I pulled up the number on my iPhone and started the call, but there was no way I was going to say "go to hell" to anybody. I'm not a receptionist. I handed Ann-not-Carnie Wilson the phone. Her side of the convo went roughly like this.

"Nigel, I'm not doing the show."

"What I mean is that I'm not doing the show."

"Well, I'm unclearing those songs."

"I damn well can, too."

"I may not be able to do it legally, but I can make your life hell if you go ahead with them."

"You'll discover there is such a thing as bad publicity. Trust me."

"I don't care if you have to put on three shows two days from now. You aren't using my songs for your farce of a singing contest."

"Bitch."

Ann Wilson dropped my iPhone on the sidewalk and stomped on it.

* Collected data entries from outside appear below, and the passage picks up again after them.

PR #59, opened 2018-08-14
Format .go files

leonklingele-work:
Done by running the following command
    find . -name *.go -exec go fmt {} \;


go/src/heif-test.go
```diff
@@ -20,7 +20,6 @@
 
 package main
 
-
 /*
 #cgo CPPFLAGS: -I/home/domain/farindk/sys/include/libheif
```
fancycode: While you're at it, this should be the same as in https://github.com/strukturag/libheif/blob/8a3020dc8d26b18f2f5bc202af5024086281b7e4/go/src/heif/heif.go#L24
e.g. without the hardcoded include path and updated `#include <libheif/heif.h>`

leonklingele-work: #61

scripts/gofmt.sh
```diff
@@ -0,0 +1,11 @@
+#!/usr/bin/env bash
+
+set -eufo pipefail
+
+GIT_ROOT="$(git rev-parse --show-toplevel)"
```
fancycode: This won't work if not running from a git checkout.
Please determine folder the script is located at using
```bash
DIR="$(cd "$(dirname "${BASH_SOURCE[0]}")" >/dev/null && pwd)"
```

Also the folder should not be changed, you could pass it to `find` instead:
```
ERR=$(find $DIR/.. -name *.go -exec go fmt "{}" \;)
```

scripts/run-ci.sh
```diff
@@ -32,6 +32,12 @@ if [ ! -z "$CPPLINT" ]; then
     exit 0
 fi
 
+if [ ! -z "$GOFMT" ]; then
```
fancycode: Please reuse the existing variable `CPPLINT` to determine if `gofmt.sh` should be run.
Also `ABORT_ON_ERR` should set before calling so the CI job fails on formatting errors.

scripts/pre-commit.hook
```diff
@@ -45,3 +45,11 @@ if [ "$check_enums" = "1" ]; then
     fi
     "$CHECK_EMSCRIPTEN"
 fi
+
+# Assume running from ".git/hooks" folder.
```
fancycode: A better way would be to only check modified .go files instead of running gofmt on all commits:
https://github.com/strukturag/spreed-webrtc/blob/master/src/hooks/pre-commit.hook#L6

scripts/gofmt.sh
leonklingele-work: Updated.

> Also the folder should not be changed

It should be fine to change the folder, the script is launched in its own bash process including  a separate env.

scripts/pre-commit.hook
leonklingele-work: I decided to go with a single `gofmt.sh` file.
Using your approach would be slightly more efficient but carries additional code which will make things too complex imo.

fancycode: Yes, but running `go fmt` on all .go files for any commit is quite a lot overhead. Especially given that most changes in the repository will only affect C++ code.

leonklingele-work: Agreed, updated again.

scripts/run-ci.sh
```diff
@@ -32,6 +32,12 @@ if [ ! -z "$CPPLINT" ]; then
     exit 0
 fi
 
+if [ ! -z "$CPPLINT" ]; then
+    echo "Running gofmt ..."
```
fancycode: This must be included in the `if [ ! -z "$CPPLINT" ]; then` block above (before the `exit 0`), otherwise it will not be reached.

scripts/pre-commit.hook
fancycode: Please use the whole `for file in ` block here instead of calling `gofmt.sh`.

scripts/gofmt.sh
```diff
@@ -0,0 +1,57 @@
+#!/usr/bin/env bash
```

Fortunately, it was the phone issued by the show, so they'd have to give me a new one. Not so fortunately, it had on it my entire Grand Magnolias collection that I'd been counting on listening to in the van to soothe my shattered nerves.

Also not so fortunately, the van wasn't scheduled to pick us up for another hour.

Back at the house--trust me, it's best not to discuss that hour--Ken Warwick had us in a meeting while Josh was still scrubbing at pin-prick-sized blood stains on his jeans.

"We have a last-minute change of theme, and it's going to be fantastic," he said.

Nobody said anything.

"It's going to be amazing."

Charlie rubbed at a bit of sunburn. Robyn picked at a hangnail. Shamere went on french-braiding Brianna's hair. Reg looked at the floor and tapped his toes.

"You're going to do songs from the post-Idol albums of Idol winners."

I waited for the flood of demands for the three hitmakers: Kelly, Carrie, and Cook. This was about to get ugly.

Robyn looked up. "Dibs on Lee DeWyze."